═══ DATA PROVIDED ═══

PR #292, opened 2019-02-17
src/test/runtests.sh: drop 'readelf'-based tests

trofi:
The 'readelf'-based tests cover a few situations:
1. undefined symbols in shared libraries
2. unexpected exports in shared libraries

Bug #575958 shows that [2.] implementation is too simplistic
in assuming that presence of relocation equals to export presence.

It is incorrect for PLT stubs and local symbols.
Let's just drop these tests.

If one neds to cover [1.] it is better to use LDFLAGS=-Wl,--no-undefined.

Reported-by: Benda Xu
Bug: https://bugs.gentoo.org/575958

### DIFF
--- a/src/test/runtests.sh
+++ b/src/test/runtests.sh
@@ -27,53 +27,6 @@ fail_on_out() {
 	fi
 }
 
-ebegin "Checking exported symbols in libeinfo.so (data)"
-checkit einfo.data $(
-readelf -Ws ${libeinfo_builddir}/libeinfo.so \
-	| awk '$4 == "OBJECT" && $5 == "GLOBAL" && $7 != "UND" {print $NF}' \
-	| LC_ALL=C sort -u
-)
-
-ebegin "Checking exported symbols in libeinfo.so (functions)"
-checkit einfo.funcs $(
-readelf -Ws ${libeinfo_builddir}/libeinfo.so \
-	| awk '$4 == "FUNC" && $5 == "GLOBAL" && $7 != "UND" {print $NF}' \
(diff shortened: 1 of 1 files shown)


vapier:
i don't think we should remove the tests.  these continue to catch mistakes with the API that never really goes away.

the test code already has a filter to try and remove "safe" relocs -- look at the parisc-specific filter.

trofi:
You think all tests should stay?

https://bugs.gentoo.org/575958#c8 has bits of output for failed test. I'm not sure you can just filter out `R_PPC64_REL24` and still protect against external symbols.

I'd say tests against `*.so` files directly are fine and could be tweaked time to time.

My main concern is interpreting `readelf` against `*.o` files:
```
readelf -Wr $(grep -l '#include[[:space:]]"librc\.h"' ${librc_srcdir}/*.c | sed 's:\.c$:.o:')
```

That will need to be extended to distinct LOCAL and HIDDEN symbols to be useful.

williamh:
@trofi I am open to removing these tests. If we come up with something better, we can always add new tests later. Also, it looks like if we drop those tests, we can remove the *.list files from the test directory.

gyakovlev:
if merged this will probably unblock https://github.com/OpenRC/openrc/pull/265

I did not look close enough what's really happening with  readelf tests on FreeBSD, but output differs
https://github.com/OpenRC/openrc/pull/265/checks?check_run_id=58018033

williamh:
I had a pretty detailed IRC conversation with @trofi  over the weekend and it looks like the best option for now is to remove these tests.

═══

YOUR GOAL: The records must be given again in full, exactly as they were written.

RESPONSE AREA:
PR #292, opened 2019-02-17
src/test/runtests.sh: drop 'readelf'-based tests

trofi:
The 'readelf'-based tests cover a few situations:
1. undefined symbols in shared libraries
2. unexpected exports in shared libraries

Bug #575958 shows that [2.] implementation is too simplistic
in assuming that presence of relocation equals to export presence.

It is incorrect for PLT stubs and local symbols.
Let's just drop these tests.

If one neds to cover [1.] it is better to use LDFLAGS=-Wl,--no-undefined.

Reported-by: Benda Xu
Bug: https://bugs.gentoo.org/575958

### DIFF
--- a/src/test/runtests.sh
+++ b/src/test/runtests.sh
@@ -27,53 +27,6 @@ fail_on_out() {
 	fi
 }
 
-ebegin "Checking exported symbols in libeinfo.so (data)"
-checkit einfo.data $(
-readelf -Ws ${libeinfo_builddir}/libeinfo.so \
-	| awk '$4 == "OBJECT" && $5 == "GLOBAL" && $7 != "UND" {print $NF}' \
-	| LC_ALL=C sort -u
-)
-
-ebegin "Checking exported symbols in libeinfo.so (functions)"
-checkit einfo.funcs $(
-readelf -Ws ${libeinfo_builddir}/libeinfo.so \
-	| awk '$4 == "FUNC" && $5 == "GLOBAL" && $7 != "UND" {print $NF}' \
(diff shortened: 1 of 1 files shown)


vapier:
i don't think we should remove the tests.  these continue to catch mistakes with the API that never really goes away.

the test code already has a filter to try and remove "safe" relocs -- look at the parisc-specific filter.

trofi:
You think all tests should stay?

https://bugs.gentoo.org/575958#c8 has bits of output for failed test. I'm not sure you can just filter out `R_PPC64_REL24` and still protect against external symbols.

I'd say tests against `*.so` files directly are fine and could be tweaked time to time.

My main concern is interpreting `readelf` against `*.o` files:
```
readelf -Wr $(grep -l '#include[[:space:]]"librc\.h"' ${librc_srcdir}/*.c | sed 's:\.c$:.o:')
```

That will need to be extended to distinct LOCAL and HIDDEN symbols to be useful.

williamh:
@trofi I am open to removing these tests. If we come up with something better, we can always add new tests later. Also, it looks like if we drop those tests, we can remove the *.list files from the test directory.

gyakovlev:
if merged this will probably unblock https://github.com/OpenRC/openrc/pull/265

I did not look close enough what's really happening with  readelf tests on FreeBSD, but output differs
https://github.com/OpenRC/openrc/pull/265/checks?check_run_id=58018033

williamh:
I had a pretty detailed IRC conversation with @trofi  over the weekend and it looks like the best option for now is to remove these tests.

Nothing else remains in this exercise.